### EXERCISE INSTRUCTIONS
Copies of all lines containing the string "deploy" are needed from the data below.

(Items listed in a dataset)
>>>>>

Issue #457, opened 2014-02-18
Move all commands in dokku script to a plugin


stuartpb:
Is there anything wrong with putting the rest of Dokku's commands into plugins (like 00_dokku-standard kind-of does for some commands now)? For one thing, this would allow plugins to wrap the standard commands, allowing for things like multi-tenancy (a rudimentary "ownership" plugin could abort any command that operates on an an existing app with an "owner" different from the one connecting to the server).

PR #458, opened 2014-02-19
Move core into granular plugins

stuartpb:
This is my proposed implementation for moving Dokku's commands into plugins as described in #457.

While I moved most of the commands from the root `dokku` script and 00_dokku-standard out to their own plugins (and added individual documentation for each one), I moved the "version" command from 00_dokku-standard *into* the root script, as it seems wise to make that as plugin-independent as the "help" command (which I also left in the root script).

With this new layout, plugins can be placed in front of (almost) any command in Dokku, and individual commands can be overridden, replaced, or disabled entirely. Some things this enables:

- A plugin that requires "administrator access" before running certain commands, which can be enforced by moving the corresponding plugins into a directory within the access-control plugin.
- Similarly, a plugin that enforces ownership of an app by denying users who did not create the app from pushing / performing commands on it.
- By replacing the core "deploy" command with one that pushes the built container to a test / production cluster, Dokku could be used as the basis for a build / integration / deployment server.

Since execution order never really matters for any of the core plugins relative to each other, I'm ambivalent about the "XX_" prefixes. I mostly kept them to follow the precedent set by "00_dokku-standard" and other projects that use similar conventions like GRUB.


josegonzalez:
Succeeded by #592

PR #557, opened 2014-04-24
Expose less ports from the host

psm14:
Nginx running on the host is capable of forwarding directly into containers without needing port 5000 to be exposed from each one.

Say "SiteA" and "SiteB" are running in containers.  Currently, in master, port 5000 on both of them would be mapped to a port in the 49000-49900 range.  Let's say SiteA gets 49001 and SiteB gets 49002, for example.  Someone could connect to "http://sitea.example.com:49002/" to be connected to SiteB's container, and likewise "http://siteb.example.com:49001/" goes to SiteA.  In addition to being unwieldy, someone could enumerate every standard dokku container running on the machine by simply scanning the 49000-49900 range, which may or may not have security/architecture/whatever implications.

This PR changes this by configuring nginx to forward directly to the container's private 172.17.%.% address.  Unfortunately, it causes any of the nginx/vhost related plugins to break since they currently assume they can forward to "127.0.0.1:$PORT".  This is an easy fix; the changes made to the post-deploy hook of the default nginx-vhosts plugin in this PR can be used as an example.

### DIFF
--- a/dokku
+++ b/dokku
@@ -65,13 +65,15 @@ case "$1" in
 
     # start the app
     DOCKER_ARGS=$(: | pluginhook docker-args $APP)
-    id=$(docker run -d -p 5000 -e PORT=5000 $DOCKER_ARGS $IMAGE /bin/bash -c "/start web")
-    echo $id > "$DOKKU_ROOT/$APP/CONTAINER"
-    port=$(docker port $id 5000 | sed 's/0.0.0.0://')
+    port=5000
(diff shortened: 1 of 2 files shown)


josegonzalez:
@michaelshobbs Is this something you think you can re-implement, now that we have the fancy new nginx-vhosts plugin? It seems like a reasonable request.

josegonzalez:
Note, this is a dupe of #207. I'm going to close both and open an issue :)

<<<<<

### EXERCISE OUTPUT
- By replacing the core "deploy" command with one that pushes the built container to a test / production cluster, Dokku could be used as the basis for a build / integration / deployment server.
This PR changes this by configuring nginx to forward directly to the container's private 172.17.%.% address.  Unfortunately, it causes any of the nginx/vhost related plugins to break since they currently assume they can forward to "127.0.0.1:$PORT".  This is an easy fix; the changes made to the post-deploy hook of the default nginx-vhosts plugin in this PR can be used as an example.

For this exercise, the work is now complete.